■ Work to complete ■
Below are records; copy every line in them that holds the word "seems".

■ Records shown ■

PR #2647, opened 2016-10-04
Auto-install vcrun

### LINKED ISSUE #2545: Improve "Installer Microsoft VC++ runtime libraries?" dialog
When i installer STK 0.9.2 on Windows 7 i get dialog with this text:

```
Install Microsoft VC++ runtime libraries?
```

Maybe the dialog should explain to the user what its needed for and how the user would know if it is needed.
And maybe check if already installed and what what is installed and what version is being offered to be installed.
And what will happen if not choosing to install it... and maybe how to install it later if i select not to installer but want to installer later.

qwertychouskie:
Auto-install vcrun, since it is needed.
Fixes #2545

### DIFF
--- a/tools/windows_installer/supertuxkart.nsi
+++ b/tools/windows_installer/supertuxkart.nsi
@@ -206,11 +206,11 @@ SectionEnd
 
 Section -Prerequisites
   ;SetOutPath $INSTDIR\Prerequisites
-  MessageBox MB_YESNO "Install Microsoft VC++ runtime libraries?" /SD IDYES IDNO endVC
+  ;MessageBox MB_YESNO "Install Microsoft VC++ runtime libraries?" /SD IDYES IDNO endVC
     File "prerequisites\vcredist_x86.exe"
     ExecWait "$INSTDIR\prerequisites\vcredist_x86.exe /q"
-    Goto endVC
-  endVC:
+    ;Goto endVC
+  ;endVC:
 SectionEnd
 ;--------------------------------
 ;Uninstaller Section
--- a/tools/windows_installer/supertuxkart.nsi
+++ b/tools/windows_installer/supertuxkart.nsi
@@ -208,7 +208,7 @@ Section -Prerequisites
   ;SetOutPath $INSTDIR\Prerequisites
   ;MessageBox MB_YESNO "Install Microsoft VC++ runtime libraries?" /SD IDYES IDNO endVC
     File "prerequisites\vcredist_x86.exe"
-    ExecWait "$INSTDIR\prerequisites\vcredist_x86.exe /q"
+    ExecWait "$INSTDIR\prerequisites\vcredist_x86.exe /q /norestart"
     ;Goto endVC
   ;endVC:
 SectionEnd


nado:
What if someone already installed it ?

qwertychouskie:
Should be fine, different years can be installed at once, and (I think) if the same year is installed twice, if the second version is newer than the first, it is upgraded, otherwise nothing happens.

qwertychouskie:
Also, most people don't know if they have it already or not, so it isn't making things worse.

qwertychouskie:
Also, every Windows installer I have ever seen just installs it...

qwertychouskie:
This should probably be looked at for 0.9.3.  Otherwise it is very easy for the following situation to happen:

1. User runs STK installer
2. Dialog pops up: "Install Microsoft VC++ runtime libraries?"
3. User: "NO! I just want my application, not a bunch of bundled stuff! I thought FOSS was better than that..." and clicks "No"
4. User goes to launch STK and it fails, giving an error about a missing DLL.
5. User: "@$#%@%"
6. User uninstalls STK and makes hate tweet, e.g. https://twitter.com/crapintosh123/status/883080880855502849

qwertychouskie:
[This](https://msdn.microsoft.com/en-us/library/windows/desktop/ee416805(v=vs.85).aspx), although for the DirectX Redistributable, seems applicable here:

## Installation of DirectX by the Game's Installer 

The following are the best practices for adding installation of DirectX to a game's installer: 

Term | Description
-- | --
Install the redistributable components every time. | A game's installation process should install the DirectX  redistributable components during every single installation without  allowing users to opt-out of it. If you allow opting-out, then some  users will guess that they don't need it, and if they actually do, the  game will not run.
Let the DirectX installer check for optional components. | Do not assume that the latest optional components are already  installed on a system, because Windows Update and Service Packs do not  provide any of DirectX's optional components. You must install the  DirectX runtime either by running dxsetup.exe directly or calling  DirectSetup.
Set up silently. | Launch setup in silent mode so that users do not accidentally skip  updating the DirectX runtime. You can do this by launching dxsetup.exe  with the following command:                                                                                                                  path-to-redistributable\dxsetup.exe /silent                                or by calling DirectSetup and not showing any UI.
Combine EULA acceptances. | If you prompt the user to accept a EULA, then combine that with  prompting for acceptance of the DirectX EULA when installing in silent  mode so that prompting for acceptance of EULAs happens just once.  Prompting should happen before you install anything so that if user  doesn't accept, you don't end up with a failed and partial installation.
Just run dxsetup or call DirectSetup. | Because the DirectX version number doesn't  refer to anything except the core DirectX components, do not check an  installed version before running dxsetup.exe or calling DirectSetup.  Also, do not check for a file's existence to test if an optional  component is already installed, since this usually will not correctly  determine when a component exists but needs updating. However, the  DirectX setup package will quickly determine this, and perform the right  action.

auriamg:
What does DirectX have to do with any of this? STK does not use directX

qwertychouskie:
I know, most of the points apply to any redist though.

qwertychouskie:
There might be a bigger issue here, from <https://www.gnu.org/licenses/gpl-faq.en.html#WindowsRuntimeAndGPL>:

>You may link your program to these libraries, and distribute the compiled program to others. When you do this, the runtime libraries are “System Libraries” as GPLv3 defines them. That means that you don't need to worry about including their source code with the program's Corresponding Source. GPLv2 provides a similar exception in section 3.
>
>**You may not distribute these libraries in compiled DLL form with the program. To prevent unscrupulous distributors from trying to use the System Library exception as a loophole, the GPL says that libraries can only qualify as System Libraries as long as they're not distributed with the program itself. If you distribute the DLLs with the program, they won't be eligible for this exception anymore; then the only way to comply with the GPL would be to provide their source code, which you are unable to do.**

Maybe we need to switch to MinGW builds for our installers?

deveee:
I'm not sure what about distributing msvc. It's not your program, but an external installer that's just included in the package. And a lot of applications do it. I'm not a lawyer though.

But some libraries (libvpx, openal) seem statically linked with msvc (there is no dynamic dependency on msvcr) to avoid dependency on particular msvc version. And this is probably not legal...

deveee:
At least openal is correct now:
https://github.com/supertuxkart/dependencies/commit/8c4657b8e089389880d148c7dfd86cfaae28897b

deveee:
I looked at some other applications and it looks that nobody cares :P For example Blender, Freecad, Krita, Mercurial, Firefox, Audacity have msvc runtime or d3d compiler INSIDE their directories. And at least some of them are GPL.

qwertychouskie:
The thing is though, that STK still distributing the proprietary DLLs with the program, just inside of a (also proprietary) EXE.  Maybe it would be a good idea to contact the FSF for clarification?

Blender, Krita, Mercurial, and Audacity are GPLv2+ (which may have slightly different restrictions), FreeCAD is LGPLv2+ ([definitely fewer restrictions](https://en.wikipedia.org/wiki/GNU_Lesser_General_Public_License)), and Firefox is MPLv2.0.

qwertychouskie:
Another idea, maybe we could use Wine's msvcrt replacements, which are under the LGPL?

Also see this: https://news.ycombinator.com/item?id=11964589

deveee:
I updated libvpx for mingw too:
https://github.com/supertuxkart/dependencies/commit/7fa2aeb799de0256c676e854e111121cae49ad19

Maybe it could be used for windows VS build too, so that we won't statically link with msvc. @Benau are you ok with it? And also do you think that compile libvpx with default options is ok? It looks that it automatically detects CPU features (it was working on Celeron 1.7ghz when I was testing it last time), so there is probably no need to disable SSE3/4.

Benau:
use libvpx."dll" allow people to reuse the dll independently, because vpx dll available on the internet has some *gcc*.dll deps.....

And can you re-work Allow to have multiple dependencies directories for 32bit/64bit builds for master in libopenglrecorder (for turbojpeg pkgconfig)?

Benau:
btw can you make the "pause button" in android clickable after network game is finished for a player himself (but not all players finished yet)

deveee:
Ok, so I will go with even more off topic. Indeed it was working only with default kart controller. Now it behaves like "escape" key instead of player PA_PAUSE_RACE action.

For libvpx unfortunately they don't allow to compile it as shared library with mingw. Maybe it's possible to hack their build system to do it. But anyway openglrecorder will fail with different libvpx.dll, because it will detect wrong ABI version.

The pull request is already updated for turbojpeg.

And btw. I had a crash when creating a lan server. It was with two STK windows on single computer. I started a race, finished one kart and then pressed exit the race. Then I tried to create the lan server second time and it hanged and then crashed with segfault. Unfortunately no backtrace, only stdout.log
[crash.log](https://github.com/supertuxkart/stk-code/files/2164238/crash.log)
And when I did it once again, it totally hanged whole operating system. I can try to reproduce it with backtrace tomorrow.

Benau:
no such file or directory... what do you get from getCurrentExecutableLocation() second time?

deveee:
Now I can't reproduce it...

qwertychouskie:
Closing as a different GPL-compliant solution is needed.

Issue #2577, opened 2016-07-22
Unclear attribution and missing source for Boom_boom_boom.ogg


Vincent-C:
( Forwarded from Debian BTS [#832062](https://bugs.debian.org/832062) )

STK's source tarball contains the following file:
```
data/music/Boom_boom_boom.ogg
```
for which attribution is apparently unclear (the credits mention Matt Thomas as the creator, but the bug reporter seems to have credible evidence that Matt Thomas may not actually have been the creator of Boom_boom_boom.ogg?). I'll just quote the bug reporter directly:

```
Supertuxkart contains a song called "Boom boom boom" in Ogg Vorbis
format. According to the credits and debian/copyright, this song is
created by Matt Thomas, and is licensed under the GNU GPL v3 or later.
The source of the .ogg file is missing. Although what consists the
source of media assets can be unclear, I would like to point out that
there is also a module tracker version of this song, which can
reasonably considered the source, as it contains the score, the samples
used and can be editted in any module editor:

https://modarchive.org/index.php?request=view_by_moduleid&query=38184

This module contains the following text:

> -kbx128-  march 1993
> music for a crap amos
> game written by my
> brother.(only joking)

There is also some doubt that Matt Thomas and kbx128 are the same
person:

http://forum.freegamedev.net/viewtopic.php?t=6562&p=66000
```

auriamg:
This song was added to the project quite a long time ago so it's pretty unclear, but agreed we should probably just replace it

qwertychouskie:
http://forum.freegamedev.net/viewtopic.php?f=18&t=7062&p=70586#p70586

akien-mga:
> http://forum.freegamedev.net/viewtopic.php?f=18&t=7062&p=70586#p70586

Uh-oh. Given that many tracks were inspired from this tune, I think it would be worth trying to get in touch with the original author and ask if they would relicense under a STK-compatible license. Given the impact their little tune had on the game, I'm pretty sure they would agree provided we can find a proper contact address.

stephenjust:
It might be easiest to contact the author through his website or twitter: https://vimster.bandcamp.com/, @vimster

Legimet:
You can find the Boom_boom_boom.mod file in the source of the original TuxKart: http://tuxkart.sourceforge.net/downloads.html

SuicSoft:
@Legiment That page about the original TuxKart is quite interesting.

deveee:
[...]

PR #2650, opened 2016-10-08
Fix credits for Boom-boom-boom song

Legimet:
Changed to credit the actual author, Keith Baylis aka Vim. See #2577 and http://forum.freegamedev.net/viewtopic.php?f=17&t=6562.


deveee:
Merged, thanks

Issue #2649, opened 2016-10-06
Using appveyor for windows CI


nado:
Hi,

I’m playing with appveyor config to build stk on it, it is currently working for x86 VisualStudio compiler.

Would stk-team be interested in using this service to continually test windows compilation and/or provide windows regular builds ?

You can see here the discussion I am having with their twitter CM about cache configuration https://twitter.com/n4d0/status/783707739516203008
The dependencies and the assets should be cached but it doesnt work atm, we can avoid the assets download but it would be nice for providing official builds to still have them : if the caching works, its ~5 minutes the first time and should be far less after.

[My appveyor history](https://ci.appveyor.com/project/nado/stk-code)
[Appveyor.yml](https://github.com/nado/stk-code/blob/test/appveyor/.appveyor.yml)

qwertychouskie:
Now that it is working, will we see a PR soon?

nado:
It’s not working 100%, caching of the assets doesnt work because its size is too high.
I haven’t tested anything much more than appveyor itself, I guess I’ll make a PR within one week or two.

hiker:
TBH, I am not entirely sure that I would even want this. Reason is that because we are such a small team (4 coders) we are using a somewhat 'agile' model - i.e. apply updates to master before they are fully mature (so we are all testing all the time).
--
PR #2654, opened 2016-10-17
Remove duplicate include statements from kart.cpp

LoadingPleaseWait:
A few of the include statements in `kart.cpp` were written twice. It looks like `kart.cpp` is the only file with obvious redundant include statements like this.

■ Solution to the exercise ■
[This](https://msdn.microsoft.com/en-us/library/windows/desktop/ee416805(v=vs.85).aspx), although for the DirectX Redistributable, seems applicable here:
for which attribution is apparently unclear (the credits mention Matt Thomas as the creator, but the bug reporter seems to have credible evidence that Matt Thomas may not actually have been the creator of Boom_boom_boom.ogg?). I'll just quote the bug reporter directly:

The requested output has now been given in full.